» Task prompt: From the data, return each line holding the word "that".

» Extracted records:
PR #894, opened 2020-05-11
[3.x] Add afterStore hooks

barryvdh:
Add a hook for after the actual recording. This could be used for notifications etc, sending the actual Telescope URL in the mail/Slack message

```php
Telescope::afterStore(function(Telescope $telescope, $batchId) {

    foreach ($telescope::$entriesQueue as $entry) {
        if ($entry instanceof IncomingExceptionEntry) {
           dispatch(new TelescopeExceptionNotification($entry));
        }
    }
});
```

### DIFF
--- a/src/Telescope.php
+++ b/src/Telescope.php
@@ -51,7 +51,7 @@ class Telescope
      * @var \Closure
      */
     public static $afterStoreHooks = [];
-    
+
     /**
      * The callbacks that add tags to the record.
      *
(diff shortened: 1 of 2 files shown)


taylorotwell:
Should we send the entries to this callback? It feels odd to have to dig into a static property of Telescope to access them.

barryvdh:
Yeah sure, so entries first and then batchId? Not sure if the instance is needed, but that was more inline with the afterRecord one. Will change it

taylorotwell:
Yeah I think that makes sense.

barryvdh:
I've updated the signature and also moved the store/filter methods inside the 'without recording' block, because otherwise it would generate Entries for the store/updates (which were then never flushed anyway).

» Output:
      * The callbacks that add tags to the record.
Yeah sure, so entries first and then batchId? Not sure if the instance is needed, but that was more inline with the afterRecord one. Will change it
Yeah I think that makes sense.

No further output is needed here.